There is an option inside your httpd.conf that enables this option. check it out.

----------

## KiloLima

I go t the same problem here. Which Option do you mean exactly ? mod_negotiation is on...

mfG

KiloLima

----------

## Deathwing00

 *KiloLima wrote:*   

> I go t the same problem here. Which Option do you mean exactly ? mod_negotiation is on...
> 
> mfG
> 
> KiloLima

 

Indeed this is totally explained in the apache manual and you should search it before asking but anyway...
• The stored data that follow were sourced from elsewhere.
Issue #4237, opened 2020-11-07
Add batch cholesky solve


dmargala:
I have a batch cholesky solver implementation that uses `cupy.cuda.cusolver.dpotrfBatched` and `cupy.cuda.cusolver.dpotrsBatched`. It's very similar to `cupyx.linalg._solve._batched_invh`, replacing the identity matrix used on the rhs of Ax = b with an argument for the user to supply a batch of vectors b.

I see a pretty good speed up using batch cholesky solve for my use. Would it be useful to add this to the public api somewhere?

Batch cholesky factorization is currently available via `cupy.linalg.cholesky` (`cupy.linalg._decomposition._potrf_batched`) but it doesn't seem like there is a nice public option for the cholesky solve step.

I checked for a cholesky solver in the numpy API but did not find one. scipy has `scipy.linalg.cho_factor` and `scipy.linalg.cho_solve`.

kmaehashi:
Thanks! Support for `cho_solve`  is currently ongoing here: https://github.com/cupy/cupy/pull/4172

PR #4172, opened 2020-10-22
[WIP] add cho_solve 

daxiongshu:
This PR is to add `cho_solve` like [`scipy.linalg.cho_solve`](https://docs.scipy.org/doc/scipy/reference/generated/scipy.linalg.cho_solve.html). It is based on `cupy.linalg.cholesky` and existing `cusolver` APIs.

PR #4291, opened 2020-11-17
add batched cholesky solver

dmargala:
This PR adds a public function `cupyx.linalg.cholesky_solve` (#4237) that computes the solution to a system of linear equations A * X = B for symmetric/Hermitian positive-definite matrices. Similar to the LAPACK xPOSV routines, it performs factorization and then uses the factored form to solve the system of equations. This PR is mostly a refactor of `cupyx.linalg.invh`, which is implemented as the special case A * X = I. 

There is related work in #4172 to implement `cupyx.scipy.linalg.cho_factor` and `cupyx.scipy.linalg.cho_solve` which are wrappers for the non-batched cholesky factorization step (xPOTRF) and cholesky solve step (xPOTRS) and match the scipy api. 

It might make more sense to separate the factorization and solution steps here too but since this was mostly just a refactor of `cupyx.linalg.invh`, I didn't want to change too much.


anaruse:
Thanks for the PR to generalize `cupyx.linalg.invh` to cholesky solver.

It's a bit annoying that there is no function in `numpy.linalg` or `scipy.linalg` that corresponds to the cholesky solver, but since it it the LAPACK posv equivalent, I thinks it is better to put it in `cupyx.lapack` as `posv`.

For reference, there are `gesv` and `gels` in `cupyx.lapack` now.

dmargala:
Thanks for the suggestion, I moved the cholesky solver to `cupyx.linalg.posv`.

It looks like `scipy.linalg.solve(..., assume_a='pos', ...)` calls `posv` here: https://github.com/scipy/scipy/blob/v1.5.4/scipy/linalg/basic.py#L243

In general though, it doesn't seem like the scipy api supports batch inputs which is really what I am trying to accomplish here.

takagi:
pfnCI, test this please.

takagi:
pfnCI, test this please.

takagi:
pfnCI, test this please.

takagi:
LGTM!

PR #4296, opened 2020-11-17
Make `CUPY_CUB_VERSION_CODE` defined only for the CUB module

leofang:
Just a nitpick...


kmaehashi:
Is there any harm if `CUPY_CUB_VERSION_CODE` is defined in all modules?
I feel controlling the visibility of all `define_macros` for each module depending on whether it is used or not is a bit cumbersome.

leofang:
No harm at all, it's just a nitpick 😅 I don't think I made it right in my first pass, and I agree it's a bit cumbersome, so let's close it! Thanks for replying early @kmaehashi!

In this page: http://httpd.apache.org/docs-2.0/env.html

you have to check this option: prefer-language

----------

## john G

Thanks for that enlightening response.  It's technically correct but completely useless without an example.  Would it have been so hard to include one?

BTW, I did read the manual and got no further than the parent post and I have yet to find an example anywhere (yes, I googled) of how to use the environment variable you mention.

Since we're using Gentoo here, did you you mean apache2.conf or commonapache2.conf since there is no httpd.conf.

----------

## scmasaru

I agree with the guy up stairs; an example is worth thousands of words. I still can't get maual page to work. Can somebody show us how get manual page to show up?

----------

## theFred

actually I think its just a bug with the /manual directory.

To FIX the problem:

from the manual directory as root run the following command

# rename .html .var *.html

theFred

----------

## john G

Thanks theFred.  That mostly worked.  I don't think that is the way it should work though, but at least I can read the manual now   :Laughing: 

----------

## theFred

Oh I agree, but I'm not sure who to blame, and I'd be really surprised if this wasn't already in somebodies bugzilla.  I figured it out only because the main page works, and that was the only difference between the root and the manual directory, the extensions of the main page for each language, and the config said var, so I compared and saw that the .html pages in the manual were the same as the var pages in the root of apache2, and that's when I decided on just renaming them and seeing what happened (ina test directory of course)  probably going to have to do the rename in all the other sub directories, but I'll cross that bridge when it comes I guess.

theFred

----------

## Chris Finch

In order to rename the html files in the subdirectories, just use the rename command with */*.html instead of *.html (I did it in bash, because I didn't know rename).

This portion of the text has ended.